PROBLEM TO WORK ON:
Take from the material every line that contains the word "rule".

THE DATA:
#####

PR #15009, opened 2024-04-25
fix(api): Raise cases for unsupported nozzle layouts

CaseyBatten:
# Overview
See RTC-440

This PR seeks to limit user access to unapproved configurations through the PAPI and raise errors when configuring potentially unsafe layouts for the nozzle map.

UPDATE:
After discussion, doc side changes and API docstrings have been moved to alternative PR.

# Test Plan
Ensure that protocols with that attempt to utilize unsupported single/row/quadrants API commands are rejected. Ensure that if engine commands are used, no more than 24 tips can be added to partial configuration.

# Changelog

- Added disabled layouts filter to PAPI to prevent configuration in unapproved layouts (these layouts can still be achieved through backend commands, which is desired for hardware testing or advanced users)
- Limit the size of configurations that are not `FULL` to 24 nozzles, a size limit found by hardware testing.

# Review requests

# Risk assessment
Relatively low as we were not exposing these configurations publicly yet anyways, however some use cases involving non-public facing API may be effected.

### DIFF
--- a/api/docs/v2/pipettes/partial_tip_pickup.rst
+++ b/api/docs/v2/pipettes/partial_tip_pickup.rst
@@ -25,10 +25,6 @@ For greater convenience, also import the individual layout constants that you pl
 
 Then when you call ``configure_nozzle_layout`` later in your protocol, you can set ``style=COLUMN``. 
 
-It is important to note that for versions <= 7.3, when configuring for COLUMN layout, there may be a noticeable tip overlap offset that will need to be accounted for through Labware Position Check.
-
-Along that same line of logic, it would be advisable to determine a configuration to be used for a specific labware, and only interact with that labware when in said configuration.
-
 Here is the start of a protocol that performs both imports, loads a 96-channel pipette, and sets it to pick up a single column of tips.
 
 .. code-block:: python
--- a/api/docs/v2/pipettes/partial_tip_pickup.rst
+++ b/api/docs/v2/pipettes/partial_tip_pickup.rst
@@ -25,6 +25,10 @@ For greater convenience, also import the individual layout constants that you pl
 
 Then when you call ``configure_nozzle_layout`` later in your protocol, you can set ``style=COLUMN``. 
 
+It is important to note that for versions <= 7.3, when configuring for COLUMN layout, there may be a noticeable tip overlap offset that will need to be accounted for through Labware Position Check.
+
+Along that same line of logic, it would be advisable to determine a configuration to be used for a specific labware, and only interact with that labware when in said configuration.
+
 Here is the start of a protocol that performs both imports, loads a 96-channel pipette, and sets it to pick up a single column of tips.
 
 .. code-block:: python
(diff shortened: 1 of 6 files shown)


api/docs/v2/pipettes/partial_tip_pickup.rst
```diff
@@ -25,6 +25,10 @@ For greater convenience, also import the individual layout constants that you pl
 
 Then when you call ``configure_nozzle_layout`` later in your protocol, you can set ``style=COLUMN``. 
 
+It is important to note that for versions <= 7.3, when configuring for COLUMN layout, there may be a noticeable tip overlap offset that will need to be accounted for through Labware Position Check.
```
ecormany: If there isn't an API change here, I think this is best addressed in the 7.3 release notes, probably under the "Improved features" header.

api/docs/v2/pipettes/partial_tip_pickup.rst
```diff
@@ -25,6 +25,10 @@ For greater convenience, also import the individual layout constants that you pl
...
+
+Along that same line of logic, it would be advisable to determine a configuration to be used for a specific labware, and only interact with that labware when in said configuration.
```
ecormany: I'm not sure what this means.

api/docs/v2/pipettes/partial_tip_pickup.rst
ecormany: Another possible location is as a note in the API Reference entry. Regardless, I think I'd want to keep it out of the main description of the feature in this article — especially if we've improved the behavior to the point that we don't have to be issuing warnings about how the latest version works.

api/src/opentrons/hardware_control/nozzle_manager.py
```diff
@@ -267,6 +269,17 @@ def build(
...
 
+        if (
+            NozzleConfigurationType.determine_nozzle_configuration(
+                physical_rows, rows, physical_columns, columns
+            )
+            != NozzleConfigurationType.FULL
+        ):
+            if len(rows) * len(columns) > MAXIMUM_NOZZLE_COUNT:
+                raise IncompatibleNozzleConfiguration(
+                    f"Partial Nozzle Layouts may not be configured to contain more than {MAXIMUM_NOZZLE_COUNT} channels."
```
ecormany, line 280: copy suggestion
```suggestion
                    f"Partial nozzle layouts can contain at most {MAXIMUM_NOZZLE_COUNT} channels."
```

api/src/opentrons/protocol_api/instrument_context.py
```diff
@@ -1947,6 +1947,20 @@ def configure_nozzle_layout(
...
+        #       have appropriate data regarding tip-type to map current values added to the
+        #       pipette definitions.
+        disabled_layouts = [
+            NozzleLayout.ROW,
+            NozzleLayout.SINGLE,
+            NozzleLayout.QUADRANT,
+        ]
+        if style in disabled_layouts:
+            raise ValueError(
+                f"Nozzle layout configuration of style {style.value} is currently unsupported."
```
ecormany, line 1954: copy suggestion
```suggestion
                f"{style.value} nozzle layouts are currently not supported."
```

ecormany (commented):
Thanks for the draft doc suggestions! I think we should communicate almost all of this info to users in one venue or another. I'll set up a time for us to discuss the best placement and wording.

vegano1 (approved):
changes look fine to me.

PR #15010, opened 2024-04-25
chore(mono): Enforce notification hooks in the app

mjhuff:
Closes [EXEC-419](https://opentrons.atlassian.net/browse/EXEC-419)

# Overview

Enforces the usage of the notification wrapper for the equivalent HTTP hook if the wrapper exists. We need this, so we don't accidentally poll in the app/ODD when we can use notifications instead.

I went with the lint approach over the "global mock and fail test" approach for a couple reasons:

1. We don't have 100% test coverage, and making sure we find a way to enforce this across the codebase is important.
2. It's nice having the immediate IDE feedback that the import is wrong instead of running into the error with the CI suite.

Also, I've intentionally excluded test files from the lint rule for a few reasons:

1. Test files are for devs, not the end user.
2. A lot of times, we import all of `react-api-client` in a test file, and the lint rule will catch these spots even when the rule doesn't apply.
3. The reason hooks are imported in the test file is to mock them out from the respective file they are test. Enforcing lint on the test files is redundant. 

# Test Plan
- In any file within the app, try importing any vanilla HTTP that has a `useNotify` equivalent, such as `useCurrentMaintenanceRun`. Verify that lint fails.
- Alternatively, look at the first commit CI failure errors.

# Risk assessment
low

[EXEC-419]: https://opentrons.atlassian.net/browse/EXEC-419?atlOrigin=eyJpIjoiNWRkNTljNzYxNjVmNDY3MDlhMDU5Y2ZhYzA5YTRkZjUiLCJwIjoiZ2l0aHViLWNvbS1KU1cifQ


koji (approved):
This is awesome!
eslint shows the error with the message.

PR #15011, opened 2024-04-25
fix(app): check /instruments for 96 channel attachment

smb2268:
Fix RQA-2633

# Overview
I disabled the `/pipettes` query for Flex in favor of using `/instruments` but missed switching the reference for whether a 96 channel is attached to this data. 

# Test Plan
Look at the desktop app with a 96 channel attached, no Right Pipette card should be visible

# Changelog
Check left pipette data from `/instruments` to see if it is a 96 channel

# Review requests
Look over changes

# Risk assessment
Low


mjhuff (approved):
lgtm!

koji (approved):
the changes look good to me.
I don't see any empty pipette card anymore!

PR #468, opened 2025-03-11
IT-6222 | Badge component

latata:


.eslintrc.cjs
```diff
@@ -2,7 +2,7 @@ module.exports = {
 	plugins: ['import', '@typescript-eslint'],
 	extends: [
 		'eslint:recommended',
-		'plugin:vue/vue3-recommended',
+		'plugin:vue/recommended',
```
latata, line 5: updated `eslint-plugin-vue` so it accepts props destructing

.eslintrc.cjs
```diff
@@ -105,7 +105,6 @@ module.exports = {
 		'vue/no-useless-v-bind': 'error',
 		'vue/padding-line-between-blocks': 'error',
 		'vue/require-direct-export': 'error',
-		'vue/v-on-function-call': 'error',
```
latata, line 108: this rule does not exist anymore in new version of the eslint plugin

PR #478, opened 2025-03-26
IT-6210 fix icons and content spacings in rli

pioziol123:


lib/js/components/RichList/RichListItem/RichListItem.vue
```diff
@@ -74,6 +74,230 @@
 	</div>
 </template>
 
+<script lang="ts">
```
pioziol123, line 77: Don't know why this changed, but it seems lint:fix does that to all components

tweetgeek (approved):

#####

YOUR SOLUTION:
Also, I've intentionally excluded test files from the lint rule for a few reasons:
2. A lot of times, we import all of `react-api-client` in a test file, and the lint rule will catch these spots even when the rule doesn't apply.
latata, line 108: this rule does not exist anymore in new version of the eslint plugin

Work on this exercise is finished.